The spider's abdomen is larger and less shiny than its carapace. The top is whitish-yellow with a pattern of two brown stripes that run down from the front to back the striped pattern continues to the sides, which continue the white and brown stripes to the underside, which has a single brown stripe down the middle. It is this pattern that most easily differentiates the species from the related Euophrys subtilis. Euophrys nana has greyish-yellow covers to its book lungs and brownish-yellow spinnerets. Its legs have light yellow femora, the remainder of the front legs being brown and the other legs light yellow. The pedipalps are generally yellowish.

The spider has distinctive copulatory organs. Only the male has been described, but this is sufficient to be able to show how the species differs from other Euophrys spiders. While it has the elongated oval palpal bulb typical for the genus, the embolus that emanates from its top is very unusual. It is very thin and long, with a distinctive curve and an initial loop hidden inside a shallow indentation in the bulb. The palpal tibia is small and has a small protrusion, or tibial apophysis. The long thin nature of the embolus is key to distinguishing the spider from related species.

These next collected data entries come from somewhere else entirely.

PR #250, opened 2021-08-16
Added a generic fix for enabling SLES repos

anujajakhade:
Added a generic fix for enabling SLES repos

### DIFF
--- a/install.sh
+++ b/install.sh
@@ -536,8 +536,10 @@ do_install() {
 				echo "Packages for SLES are currently only available for s390x"
 				exit 1
 			fi
+
+			sles_version="${dist_version##*.}"
 			sles_repo="$DOWNLOAD_URL/linux/$lsb_dist/$REPO_FILE"
-			opensuse_repo="https://download.opensuse.org/repositories/security:SELinux/SLE_15_SP2/security:SELinux.repo"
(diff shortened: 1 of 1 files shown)


install.sh
```diff
@@ -536,8 +536,11 @@ do_install() {
 				echo "Packages for SLES are currently only available for s390x"
 				exit 1
 			fi
+
+			zypper install -y lsb-release 
+			sles_version=$(lsb_release -r |  rev | cut -c1)
```
thaJeztah, line 541: If we need `lsb-release`, it should be added to the `pre_reqs` instead, but I think we can get this information without installing `lab-release`; 

We already should have `$dist_version`  available, which is set here; https://github.com/docker/docker-install/blob/0e685c6ac0bddd7b2ba7bcaaeb519746ad249a29/install.sh#L351-L353

In a SLES container, that prints;

```bash
dist_version="$(. /etc/os-release && echo "$VERSION_ID")"
echo $dist_version
15.3
```

Taking the suffix (after `.`);

```bash
sles_version="${dist_version##*.}"
echo $sles_version
3
```

So I think we can change this to:

```suggestion
			sles_version="${dist_version##*.}"
```

thaJeztah (changes requested):
Left a suggestion

thaJeztah (approved):
LGTM, thanks!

==Distribution and habitat==
Euophrys spiders live across the world, although those found in North America may be accidental migrants and those in Central and South America misidentifications. In Africa, they are mainly found in the southern part of the continent. Euophrys nana is endemic to South Africa. It has been found only in Western Cape. The male holotype was discovered in 1994 near George. During the winter rain that is typical of the Mediterranean climate of the region, it can be seen in fynbos.